Oh, thanks, makes sense. Yeah, I briefly looked into how AR
ConnectionPool would deal with JDBC connections (and connection pools)
under jruby -- but decided that was indeed a whole different kind of
mess. (The 'right' solution there for actual AR is probably different
than #with_new_connection)
In case anyone is interested in what I'm actually dealing with and what
I suspect the problems are, even though it takes some words to describe....
At the moment, I'm actually using MRI. The GIL doesn't bother me. The
main reason I need threads is because I've got some workers that need to
do a lot of HTTP connections to external services (using complex logic
between HTTP calls to decide the next call, it's not something you can
just throw at typhoeus).
MRI GIL'd threads seem to work just fine for making sure a thread gets
switched out when waiting on external I/O, so I dont' need to serially
wait for a whole bunch of external servers to respond to HTTP requests
in order.
The problem is that these workers periodically do need to use AR to
store their 'findings' in the db. And that's where the mess comes in.
I'm not entirely sure what's causing the mess right now.
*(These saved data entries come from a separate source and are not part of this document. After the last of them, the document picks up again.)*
PR #750, opened 2022-11-04
8296417: Make memory session a pure lifetime abstraction

mcimadamore:
Add description

---------
### Progress

### Issue
 * [JDK-8296417](https://bugs.openjdk.org/browse/JDK-8296417): Make memory session a pure lifetime abstraction

### Reviewers
 * [Jorn Vernee](https://openjdk.org/census#jvernee) (@JornVernee - Committer) ⚠️ Review applies to [0809daa7](https://git.openjdk.org/panama-foreign/pull/750/files/0809daa79b46305f3a8022e65c58d9639924aded)
 * [Per Minborg](https://openjdk.org/census#pminborg) (@minborg - Committer)

### Reviewing

Checkout this PR locally: \
`$ git fetch https://git.openjdk.org/panama-foreign pull/750/head:pull/750` \
`$ git checkout pull/750`

`$ git checkout pull/750` \
`$ git pull https://git.openjdk.org/panama-foreign pull/750/head`

</details>

Checkout this PR locally: \
`$ git pr checkout 750`

`$ git pr show -t 750`

</details>

<a href="https://git.openjdk.org/panama-foreign/pull/750.diff">https://git.openjdk.org/panama-foreign/pull/750.diff</a>

</details>


src/java.base/share/classes/java/lang/foreign/SegmentAllocator.java
```diff
@@ -345,85 +346,19 @@ default MemorySegment allocate(long byteSize) {
...
-     */
-    static SegmentAllocator newNativeArena(long arenaSize, MemorySession session) {
-        return newNativeArena(arenaSize, arenaSize, session);
-    }
-
-    /**
-     * Creates an arena-based allocator used to allocate native segments. The returned allocator features
-     * the given block size {@code B} and the given arena size {@code A}, and the native segments
-     * it allocates are associated with the provided memory session.
+     * Returns a segment allocator which responds to allocation requests by returning consecutive slices
```
mcimadamore, line 349: Note: newNativeArena is now gone, and replaced with a more general "slicing allocator". The reason I did this was two-fold: the arena factory seemed to be fairly specific, and not very useful to build upon (slicing allocator greatly improve on that aspect). The second problem is the name: now that we have a toplevel Arena, I think having an arena allocator factory here would be too confusing. I don't think the loss in functionality is significant (newNativeArena can be trivially implemented in terms of a slicing allocator), but if we really need it, we could always add another Arena subclass (e.g. SlicingArena which does more or less what the old allocator did.

src/java.base/share/classes/java/lang/foreign/Arena.java
```diff
@@ -0,0 +1,121 @@
...
+ *     MemorySegment nativeString = arena.allocateUtf8String("Hello!");
+ *     MemorySegment upcallStub = linker.upcallStub(handle, desc, arena.session());
+ *     ...
+ * } // memory released here
+ *}
+ *
+ * @since 20
+ */
+@PreviewFeature(feature=PreviewFeature.Feature.FOREIGN)
+public sealed interface Arena extends SegmentAllocator, AutoCloseable permits ArenaImpl { //@@@: This can also be non-sealed!
```
rsmogura, line 59: I wonder if this have to be sealed? Having this unsealed would allow creating custom arenas.

(I see that this comment is already in code)

src/java.base/share/classes/java/lang/foreign/Arena.java
```diff
@@ -0,0 +1,121 @@
...
+    /**
+     * Creates a native memory segment with the given size (in bytes), alignment constraint (in bytes) associated with
+     * this memory session. The {@link MemorySegment#address()} of the returned memory segment is the starting address of
+     * the newly allocated off-heap memory region backing the segment. Moreover, the {@linkplain MemorySegment#address() address}
+     * of the returned segment will be aligned according the provided alignment constraint.
+     * <p>
+     * Clients are responsible for ensuring that this arena is closed when the segments returned by this method are no
+     * longer in use. Failure to do so will result in off-heap memory leaks.
+     * <p>
+     * This is equivalent to the following code:
```
rsmogura, line 70: If we would allow creating custom arenas than this statement may not be true (ie. of pooling arena)

test/jdk/java/foreign/TestMemorySession.java
```diff
@@ -249,83 +224,25 @@ public void testCloseConfinedLock() {
...
                 acquireRecursive(session, acquireCount - 1);
             }
-            if (session.isCloseable()) {
-                assertThrows(IllegalStateException.class, session::close);
-            }
-        }
-    }
-
-    @Test
-    public void testConfinedSessionWithImplicitDependency() {
```
JornVernee, line 275: Is it not possible to keep these 2 tests? Might be nice as a stress test for a naked acquire.

src/java.base/share/classes/java/lang/foreign/MemorySession.java
```diff
@@ -25,41 +25,42 @@
...
 
 /**
- * A memory session manages the lifecycle of one or more resources. Resources (e.g. {@link MemorySegment}) associated
- * with a memory session can only be accessed while the memory session is {@linkplain #isAlive() alive},
- * and by the {@linkplain #ownerThread() thread} associated with the memory session (if any).
- * <p>
- * Memory sessions can be closed. When a memory session is closed, it is no longer {@linkplain #isAlive() alive},
- * and subsequent operations on resources associated with that session (e.g. attempting to access a {@link MemorySegment} instance)
- * will fail with {@link IllegalStateException}.
+ * A memory session manages the lifecycle of memory segments.
```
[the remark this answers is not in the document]
mcimadamore: Not sure I agree - in the sense that a session is still the lifecycle of a segment. I'll defer for now.

test/jdk/java/foreign/TestSegmentAllocators.java
```diff
@@ -498,9 +480,8 @@ public double[] toArray(MemorySegment segment, ValueLayout layout) {
     @DataProvider(name = "allocators")
     static Object[][] allocators() {
         return new Object[][] {
-                { SegmentAllocator.implicitAllocator() },
```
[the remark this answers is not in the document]
mcimadamore: yes, but except for the different session, it's not like the test is going to stress a different allocation implementation?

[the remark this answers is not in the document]
JornVernee: Yeah, that's true

test/jdk/java/foreign/TestSegmentAllocators.java
```diff
@@ -87,16 +85,14 @@ public <Z, L extends ValueLayout> void testAllocation(Z value, AllocationFactory
                     try {
                         allocationFunction.allocate(allocator, alignedLayout, value);
                         assertFalse(isBound);
-                    } catch (OutOfMemoryError ex) {
+                    } catch (IndexOutOfBoundsException | IllegalStateException ex) {
                         //failure is expected if bound
                         assertTrue(isBound);
```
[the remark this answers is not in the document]
mcimadamore: You are correct in the sense that slicing allocator returns NULL when it cannot allocate. However, if we allocate using e.g. `SegmentAllocator.allocate(ValueLayout.OfInt, int)` there will be issues because the returned segment has zero size and we will be trying to set a value on it. I think returning NULL here is perhaps too clever, we should just throw IOOBE on the allocate method - agree?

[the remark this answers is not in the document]
JornVernee: Ah, I see. But, returning `NULL` seems nice for composing with other allocators. I guess you'd need to overwrite all the methods of SlicingAllocator to forward the `NULL` returned by the base `allocate`.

But I believe one aspect of it is the way MRI
mutex/monitor/conditionvariables are NOT "first in, first out". It's
possible, in a race condition, for a thread waiting on a
conditionvariable to get continuously bumped by other threads who
actually got there later but managed to get the contested connection's
sooner.
I think Java mutex/monitor/conditionvariables actually have the same
lack of first-in-first-out.
I contributed a patch to rails 3-2-stable (now in 3.2.3) that _lessened_
the frequency/likelyhood of that sort of race condition, but couldn't
actually eliminate it. tenderlove at that point didn't want my patch in
master/rails4, but no matter, cause I'm still having problems in my
rails 3.2.3 app. That I _think_ are partially caused by the lack of
first-in-first-out, but it's possible I have no idea what's going on.
Leaked connections may also be a problem, although I've got some testing
that tries to show it's not. Or maybe something else I have no idea.
Anyhow, so I started considering different possible ways to use
Celluloid to work around this and get more predictable concurrency
semantics. There were several possible architectures I was thinking of,
depending on how AR/Celluloid interacted. Currently, I guess I'm
thinking of if there's a way to do all my AR from my own previously
existing (not neccesarily Celluloid) threads mediated through a pool of
Celluloid threads, that do the actual AR, with Celluloid's better
control of concurrency semantics including in some cases
first-in/first-out semantics.
But it's gonna be a mess no matter what, I'm not quite sure what to do.
And yeah, sadly, this is an existing fairly complicated app, that also
has third-party plugins written for it, sigh. Certainly changing the
whole architecture to use a redis queue or something would be another
alternative, but not a pleasant one at this point.
Ironically, the problems were _smaller_ when the app was Rails 2.1 with
mysql (not mysql2) -- concurrency was totally broken in that scenario,
but, ironically, it was broken in a way that kept these other problems
from coming up, but still allowed adequate performance for my use case.